_Work item:_ Go through the entries below. Copy each line in which "creating" appears.

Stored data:
****
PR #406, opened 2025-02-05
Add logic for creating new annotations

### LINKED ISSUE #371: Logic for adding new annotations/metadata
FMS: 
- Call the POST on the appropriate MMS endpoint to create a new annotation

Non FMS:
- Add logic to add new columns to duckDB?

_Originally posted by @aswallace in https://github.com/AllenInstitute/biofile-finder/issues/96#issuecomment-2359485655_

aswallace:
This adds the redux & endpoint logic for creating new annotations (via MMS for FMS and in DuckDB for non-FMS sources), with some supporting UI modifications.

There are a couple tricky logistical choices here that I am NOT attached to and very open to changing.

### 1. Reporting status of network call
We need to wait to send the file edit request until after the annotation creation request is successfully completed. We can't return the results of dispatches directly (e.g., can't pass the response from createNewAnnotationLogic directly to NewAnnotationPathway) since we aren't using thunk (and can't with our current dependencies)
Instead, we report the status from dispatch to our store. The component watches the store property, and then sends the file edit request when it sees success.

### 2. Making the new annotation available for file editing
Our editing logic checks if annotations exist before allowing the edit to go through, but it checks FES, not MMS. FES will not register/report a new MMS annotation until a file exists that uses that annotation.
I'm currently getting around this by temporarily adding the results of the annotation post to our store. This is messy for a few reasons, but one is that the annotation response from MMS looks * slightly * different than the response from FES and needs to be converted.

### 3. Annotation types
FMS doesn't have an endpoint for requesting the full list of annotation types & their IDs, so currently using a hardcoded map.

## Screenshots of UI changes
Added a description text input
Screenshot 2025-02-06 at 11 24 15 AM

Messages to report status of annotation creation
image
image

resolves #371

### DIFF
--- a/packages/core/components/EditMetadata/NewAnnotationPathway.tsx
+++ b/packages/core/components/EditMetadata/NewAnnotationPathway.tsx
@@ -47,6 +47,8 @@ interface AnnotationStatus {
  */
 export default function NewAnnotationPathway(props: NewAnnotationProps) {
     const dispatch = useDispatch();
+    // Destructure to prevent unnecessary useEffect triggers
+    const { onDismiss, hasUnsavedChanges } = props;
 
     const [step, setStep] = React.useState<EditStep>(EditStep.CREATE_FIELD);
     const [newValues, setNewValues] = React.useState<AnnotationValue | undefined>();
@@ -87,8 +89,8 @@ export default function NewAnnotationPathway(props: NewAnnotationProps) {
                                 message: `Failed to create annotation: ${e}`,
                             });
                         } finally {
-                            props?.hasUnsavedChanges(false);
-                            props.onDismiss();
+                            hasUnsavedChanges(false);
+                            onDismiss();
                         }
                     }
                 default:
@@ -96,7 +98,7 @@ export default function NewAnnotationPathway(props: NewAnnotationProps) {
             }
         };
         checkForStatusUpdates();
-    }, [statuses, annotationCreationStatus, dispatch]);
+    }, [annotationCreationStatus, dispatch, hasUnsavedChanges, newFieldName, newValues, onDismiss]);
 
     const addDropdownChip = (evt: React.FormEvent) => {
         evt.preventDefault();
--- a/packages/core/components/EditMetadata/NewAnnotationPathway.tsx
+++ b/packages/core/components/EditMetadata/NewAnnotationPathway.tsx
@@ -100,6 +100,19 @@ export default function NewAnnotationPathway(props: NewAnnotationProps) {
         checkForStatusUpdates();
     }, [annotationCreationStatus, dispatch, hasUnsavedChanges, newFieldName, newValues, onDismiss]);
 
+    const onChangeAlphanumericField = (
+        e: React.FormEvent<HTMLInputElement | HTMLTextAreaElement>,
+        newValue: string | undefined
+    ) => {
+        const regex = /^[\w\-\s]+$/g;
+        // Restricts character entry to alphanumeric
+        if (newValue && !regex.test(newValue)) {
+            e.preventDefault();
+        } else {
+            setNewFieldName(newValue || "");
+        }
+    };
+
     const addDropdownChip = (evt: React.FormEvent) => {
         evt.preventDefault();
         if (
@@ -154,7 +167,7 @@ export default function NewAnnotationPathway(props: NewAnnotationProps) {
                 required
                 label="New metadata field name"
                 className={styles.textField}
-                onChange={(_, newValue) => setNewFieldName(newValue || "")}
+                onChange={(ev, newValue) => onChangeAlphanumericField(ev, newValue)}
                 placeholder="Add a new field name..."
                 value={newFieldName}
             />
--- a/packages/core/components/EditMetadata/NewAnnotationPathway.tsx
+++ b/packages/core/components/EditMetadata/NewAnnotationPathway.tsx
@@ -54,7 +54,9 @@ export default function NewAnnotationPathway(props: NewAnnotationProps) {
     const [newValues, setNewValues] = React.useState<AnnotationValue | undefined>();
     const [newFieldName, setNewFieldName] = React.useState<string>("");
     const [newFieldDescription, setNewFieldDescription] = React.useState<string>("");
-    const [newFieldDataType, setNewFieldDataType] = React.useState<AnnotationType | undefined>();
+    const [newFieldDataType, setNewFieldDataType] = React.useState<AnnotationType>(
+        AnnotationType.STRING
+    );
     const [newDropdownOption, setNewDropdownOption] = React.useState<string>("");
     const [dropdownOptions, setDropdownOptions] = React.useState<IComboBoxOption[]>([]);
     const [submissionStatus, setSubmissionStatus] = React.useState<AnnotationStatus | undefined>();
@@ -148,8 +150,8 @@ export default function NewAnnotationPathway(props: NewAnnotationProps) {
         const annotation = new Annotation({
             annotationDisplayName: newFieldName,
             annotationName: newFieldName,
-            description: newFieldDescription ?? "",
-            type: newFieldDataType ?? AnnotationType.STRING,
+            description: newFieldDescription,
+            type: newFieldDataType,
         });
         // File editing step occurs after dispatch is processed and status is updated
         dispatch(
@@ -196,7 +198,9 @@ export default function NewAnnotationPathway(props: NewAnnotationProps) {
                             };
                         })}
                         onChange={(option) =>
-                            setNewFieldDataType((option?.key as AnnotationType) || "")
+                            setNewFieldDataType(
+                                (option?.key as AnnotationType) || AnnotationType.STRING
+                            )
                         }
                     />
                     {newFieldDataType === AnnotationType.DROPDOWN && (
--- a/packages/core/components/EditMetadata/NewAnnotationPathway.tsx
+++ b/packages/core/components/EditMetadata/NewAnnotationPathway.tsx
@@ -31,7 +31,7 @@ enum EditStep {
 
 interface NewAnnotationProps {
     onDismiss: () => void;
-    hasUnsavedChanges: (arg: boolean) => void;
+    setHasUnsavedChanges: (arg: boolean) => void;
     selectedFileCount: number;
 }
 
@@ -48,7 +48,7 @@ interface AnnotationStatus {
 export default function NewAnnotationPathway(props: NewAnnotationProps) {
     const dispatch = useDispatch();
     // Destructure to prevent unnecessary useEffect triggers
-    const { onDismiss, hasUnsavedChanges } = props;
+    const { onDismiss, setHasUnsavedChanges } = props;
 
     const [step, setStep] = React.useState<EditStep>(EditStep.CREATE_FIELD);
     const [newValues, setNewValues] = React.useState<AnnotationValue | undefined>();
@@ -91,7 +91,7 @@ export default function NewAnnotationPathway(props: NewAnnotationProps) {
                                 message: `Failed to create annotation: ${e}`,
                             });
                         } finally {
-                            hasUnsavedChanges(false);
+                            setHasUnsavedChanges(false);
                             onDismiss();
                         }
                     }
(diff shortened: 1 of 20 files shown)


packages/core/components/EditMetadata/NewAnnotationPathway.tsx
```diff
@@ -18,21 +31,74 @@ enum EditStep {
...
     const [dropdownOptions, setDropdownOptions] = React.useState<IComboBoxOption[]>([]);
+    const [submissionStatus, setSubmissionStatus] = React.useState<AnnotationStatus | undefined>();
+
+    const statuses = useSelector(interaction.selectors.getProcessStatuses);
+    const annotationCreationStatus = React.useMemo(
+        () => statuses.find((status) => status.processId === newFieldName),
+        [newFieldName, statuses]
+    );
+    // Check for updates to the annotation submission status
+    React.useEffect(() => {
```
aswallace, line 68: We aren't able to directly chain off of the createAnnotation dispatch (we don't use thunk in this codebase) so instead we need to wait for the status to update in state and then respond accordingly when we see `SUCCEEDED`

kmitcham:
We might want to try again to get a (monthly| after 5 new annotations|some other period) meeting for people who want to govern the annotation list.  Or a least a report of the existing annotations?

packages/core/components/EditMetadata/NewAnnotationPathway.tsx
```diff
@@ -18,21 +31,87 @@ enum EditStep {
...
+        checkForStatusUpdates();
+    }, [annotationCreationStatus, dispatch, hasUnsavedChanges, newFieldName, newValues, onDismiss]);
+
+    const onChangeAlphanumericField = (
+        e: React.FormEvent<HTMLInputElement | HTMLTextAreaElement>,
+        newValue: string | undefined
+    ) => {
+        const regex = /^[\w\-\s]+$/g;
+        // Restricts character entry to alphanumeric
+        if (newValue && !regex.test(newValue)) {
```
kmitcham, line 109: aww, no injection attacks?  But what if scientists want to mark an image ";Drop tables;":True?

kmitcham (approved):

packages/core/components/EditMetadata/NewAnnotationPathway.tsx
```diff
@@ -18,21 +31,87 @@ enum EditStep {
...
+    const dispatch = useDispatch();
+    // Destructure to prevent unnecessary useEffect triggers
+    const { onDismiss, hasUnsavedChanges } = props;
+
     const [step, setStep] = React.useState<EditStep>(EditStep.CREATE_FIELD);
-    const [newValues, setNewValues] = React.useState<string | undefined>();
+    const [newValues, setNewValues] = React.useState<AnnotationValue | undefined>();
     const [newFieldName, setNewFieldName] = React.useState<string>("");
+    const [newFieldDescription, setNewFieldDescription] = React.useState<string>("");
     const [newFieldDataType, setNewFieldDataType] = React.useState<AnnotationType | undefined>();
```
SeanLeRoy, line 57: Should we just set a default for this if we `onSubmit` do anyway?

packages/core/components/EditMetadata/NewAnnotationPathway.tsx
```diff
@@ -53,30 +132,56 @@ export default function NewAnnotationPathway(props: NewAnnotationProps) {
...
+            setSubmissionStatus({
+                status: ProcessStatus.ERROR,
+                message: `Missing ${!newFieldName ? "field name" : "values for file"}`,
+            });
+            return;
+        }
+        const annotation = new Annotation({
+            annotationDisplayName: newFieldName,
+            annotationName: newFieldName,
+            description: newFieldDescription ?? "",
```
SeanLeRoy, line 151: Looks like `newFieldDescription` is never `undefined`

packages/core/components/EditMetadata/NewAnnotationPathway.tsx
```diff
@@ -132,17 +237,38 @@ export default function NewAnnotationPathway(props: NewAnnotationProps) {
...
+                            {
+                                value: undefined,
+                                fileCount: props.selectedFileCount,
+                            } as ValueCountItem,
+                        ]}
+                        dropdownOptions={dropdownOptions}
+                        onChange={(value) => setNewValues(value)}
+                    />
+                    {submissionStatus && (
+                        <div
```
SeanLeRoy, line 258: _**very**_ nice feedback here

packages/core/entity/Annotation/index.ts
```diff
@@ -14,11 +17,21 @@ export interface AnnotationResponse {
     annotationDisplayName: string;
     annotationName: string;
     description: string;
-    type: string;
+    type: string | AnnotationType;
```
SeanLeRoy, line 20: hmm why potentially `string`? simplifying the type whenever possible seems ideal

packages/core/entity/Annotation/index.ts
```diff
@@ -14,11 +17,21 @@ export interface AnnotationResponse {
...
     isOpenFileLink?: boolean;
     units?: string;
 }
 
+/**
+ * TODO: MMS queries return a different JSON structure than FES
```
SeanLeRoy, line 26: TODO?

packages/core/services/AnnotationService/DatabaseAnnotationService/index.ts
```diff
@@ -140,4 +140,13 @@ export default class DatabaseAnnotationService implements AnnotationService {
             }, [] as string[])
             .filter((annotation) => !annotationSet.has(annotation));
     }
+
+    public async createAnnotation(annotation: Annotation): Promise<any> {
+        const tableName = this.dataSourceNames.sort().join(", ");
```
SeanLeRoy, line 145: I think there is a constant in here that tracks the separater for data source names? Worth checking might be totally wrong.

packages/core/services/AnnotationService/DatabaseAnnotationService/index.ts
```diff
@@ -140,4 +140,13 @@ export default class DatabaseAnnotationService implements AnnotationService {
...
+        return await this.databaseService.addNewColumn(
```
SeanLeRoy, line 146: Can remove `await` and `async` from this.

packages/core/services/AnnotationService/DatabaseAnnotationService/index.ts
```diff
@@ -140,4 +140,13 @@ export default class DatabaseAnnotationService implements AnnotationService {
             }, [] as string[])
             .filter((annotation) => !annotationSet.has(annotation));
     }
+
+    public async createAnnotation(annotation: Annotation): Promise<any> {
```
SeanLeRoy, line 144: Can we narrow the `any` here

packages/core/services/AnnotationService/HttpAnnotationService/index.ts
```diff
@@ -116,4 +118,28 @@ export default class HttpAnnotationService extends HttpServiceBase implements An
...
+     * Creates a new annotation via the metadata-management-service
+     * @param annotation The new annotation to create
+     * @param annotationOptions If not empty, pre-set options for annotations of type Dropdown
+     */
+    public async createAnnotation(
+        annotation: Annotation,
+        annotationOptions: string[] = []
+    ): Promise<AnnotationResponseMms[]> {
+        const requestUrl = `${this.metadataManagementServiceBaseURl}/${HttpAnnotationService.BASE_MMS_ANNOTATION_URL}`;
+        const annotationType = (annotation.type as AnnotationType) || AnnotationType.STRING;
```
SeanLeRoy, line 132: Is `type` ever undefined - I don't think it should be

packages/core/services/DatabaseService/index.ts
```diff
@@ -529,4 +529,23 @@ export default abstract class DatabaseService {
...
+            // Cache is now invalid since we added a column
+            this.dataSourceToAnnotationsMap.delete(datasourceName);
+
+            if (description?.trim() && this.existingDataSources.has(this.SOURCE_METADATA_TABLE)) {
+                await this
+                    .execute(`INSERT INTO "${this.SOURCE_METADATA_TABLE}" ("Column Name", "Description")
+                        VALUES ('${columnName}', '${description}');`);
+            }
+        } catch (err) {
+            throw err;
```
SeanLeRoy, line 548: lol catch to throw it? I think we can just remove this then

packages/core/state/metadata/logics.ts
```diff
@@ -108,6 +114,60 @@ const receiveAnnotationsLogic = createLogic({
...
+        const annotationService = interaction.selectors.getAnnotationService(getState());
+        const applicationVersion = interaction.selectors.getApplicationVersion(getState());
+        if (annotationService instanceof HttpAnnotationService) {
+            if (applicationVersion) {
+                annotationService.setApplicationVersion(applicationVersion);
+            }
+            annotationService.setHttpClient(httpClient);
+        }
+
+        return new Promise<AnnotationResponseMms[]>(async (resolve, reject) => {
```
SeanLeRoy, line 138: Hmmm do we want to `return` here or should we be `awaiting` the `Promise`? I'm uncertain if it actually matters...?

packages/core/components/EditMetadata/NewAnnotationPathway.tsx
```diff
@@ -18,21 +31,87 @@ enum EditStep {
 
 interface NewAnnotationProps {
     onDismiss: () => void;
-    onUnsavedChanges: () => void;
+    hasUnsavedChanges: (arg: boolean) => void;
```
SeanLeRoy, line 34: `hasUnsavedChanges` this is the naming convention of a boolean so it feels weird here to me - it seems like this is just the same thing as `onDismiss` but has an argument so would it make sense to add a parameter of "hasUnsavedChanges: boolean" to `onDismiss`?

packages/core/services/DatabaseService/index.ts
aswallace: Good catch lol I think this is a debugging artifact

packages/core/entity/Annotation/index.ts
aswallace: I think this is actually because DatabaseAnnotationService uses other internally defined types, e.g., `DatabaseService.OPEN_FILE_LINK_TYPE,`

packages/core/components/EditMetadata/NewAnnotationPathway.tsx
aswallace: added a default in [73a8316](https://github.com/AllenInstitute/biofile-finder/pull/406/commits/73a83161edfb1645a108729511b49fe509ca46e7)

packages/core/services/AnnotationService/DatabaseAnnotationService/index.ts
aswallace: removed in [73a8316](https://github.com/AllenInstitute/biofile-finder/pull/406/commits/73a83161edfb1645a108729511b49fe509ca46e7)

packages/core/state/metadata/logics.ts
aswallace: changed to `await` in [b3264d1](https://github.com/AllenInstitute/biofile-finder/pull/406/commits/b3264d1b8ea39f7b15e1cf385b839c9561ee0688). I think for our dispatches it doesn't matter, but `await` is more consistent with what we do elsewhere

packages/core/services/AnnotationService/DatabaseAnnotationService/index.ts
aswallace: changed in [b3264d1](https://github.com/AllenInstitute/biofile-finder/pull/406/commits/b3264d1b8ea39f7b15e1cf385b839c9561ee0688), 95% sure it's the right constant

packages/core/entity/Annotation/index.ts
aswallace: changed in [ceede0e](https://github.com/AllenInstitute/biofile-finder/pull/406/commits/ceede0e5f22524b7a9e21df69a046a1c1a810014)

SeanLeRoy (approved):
****
_Result:_
Add logic for creating new annotations
This adds the redux & endpoint logic for creating new annotations (via MMS for FMS and in DuckDB for non-FMS sources), with some supporting UI modifications.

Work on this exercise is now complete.